MATERIAL FOR THE TASK »
----------

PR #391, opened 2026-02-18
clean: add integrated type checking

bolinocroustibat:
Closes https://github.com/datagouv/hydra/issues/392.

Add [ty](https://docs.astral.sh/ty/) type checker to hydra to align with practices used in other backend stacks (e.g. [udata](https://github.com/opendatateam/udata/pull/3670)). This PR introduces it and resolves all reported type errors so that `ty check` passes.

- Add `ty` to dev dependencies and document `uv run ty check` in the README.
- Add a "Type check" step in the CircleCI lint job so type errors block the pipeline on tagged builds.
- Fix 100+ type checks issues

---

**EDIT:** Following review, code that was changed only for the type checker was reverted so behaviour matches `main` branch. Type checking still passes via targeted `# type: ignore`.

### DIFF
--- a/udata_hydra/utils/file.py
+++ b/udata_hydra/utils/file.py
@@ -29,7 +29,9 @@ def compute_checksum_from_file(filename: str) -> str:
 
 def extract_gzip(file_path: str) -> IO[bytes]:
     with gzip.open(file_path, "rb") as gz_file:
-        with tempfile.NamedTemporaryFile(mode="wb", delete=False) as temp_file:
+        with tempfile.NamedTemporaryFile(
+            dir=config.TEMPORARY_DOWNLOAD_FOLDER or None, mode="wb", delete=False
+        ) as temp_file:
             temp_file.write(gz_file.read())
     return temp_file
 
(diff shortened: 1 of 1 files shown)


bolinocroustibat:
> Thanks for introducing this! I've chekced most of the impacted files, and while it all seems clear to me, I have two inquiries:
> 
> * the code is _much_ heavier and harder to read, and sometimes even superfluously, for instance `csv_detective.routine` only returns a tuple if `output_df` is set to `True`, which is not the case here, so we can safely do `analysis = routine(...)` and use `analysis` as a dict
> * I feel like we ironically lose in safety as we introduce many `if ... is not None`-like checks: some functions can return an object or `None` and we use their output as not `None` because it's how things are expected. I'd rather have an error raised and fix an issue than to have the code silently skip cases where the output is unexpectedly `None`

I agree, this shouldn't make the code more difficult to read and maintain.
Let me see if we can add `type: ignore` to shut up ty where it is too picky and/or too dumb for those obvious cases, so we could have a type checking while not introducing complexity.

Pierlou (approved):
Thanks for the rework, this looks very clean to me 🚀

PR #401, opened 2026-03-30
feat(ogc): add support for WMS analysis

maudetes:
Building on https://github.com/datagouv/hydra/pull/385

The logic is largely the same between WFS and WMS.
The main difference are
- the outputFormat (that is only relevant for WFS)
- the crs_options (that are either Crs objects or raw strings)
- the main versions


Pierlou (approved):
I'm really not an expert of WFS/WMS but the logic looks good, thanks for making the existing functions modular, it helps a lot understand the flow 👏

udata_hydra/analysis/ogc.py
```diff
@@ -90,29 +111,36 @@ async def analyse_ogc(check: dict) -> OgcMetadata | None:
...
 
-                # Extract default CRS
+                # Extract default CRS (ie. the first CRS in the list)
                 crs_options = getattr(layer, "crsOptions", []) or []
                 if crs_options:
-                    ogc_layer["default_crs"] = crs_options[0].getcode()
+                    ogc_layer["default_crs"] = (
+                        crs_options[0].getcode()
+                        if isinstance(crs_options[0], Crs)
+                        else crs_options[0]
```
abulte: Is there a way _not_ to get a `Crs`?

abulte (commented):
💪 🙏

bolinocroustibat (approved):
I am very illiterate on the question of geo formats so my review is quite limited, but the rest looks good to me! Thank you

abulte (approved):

----------

WHAT IS NEEDED » Every line of the entries above that includes "while" should be copied.

RESULT FOR THIS TASK »
> Thanks for introducing this! I've chekced most of the impacted files, and while it all seems clear to me, I have two inquiries:
Let me see if we can add `type: ignore` to shut up ty where it is too picky and/or too dumb for those obvious cases, so we could have a type checking while not introducing complexity.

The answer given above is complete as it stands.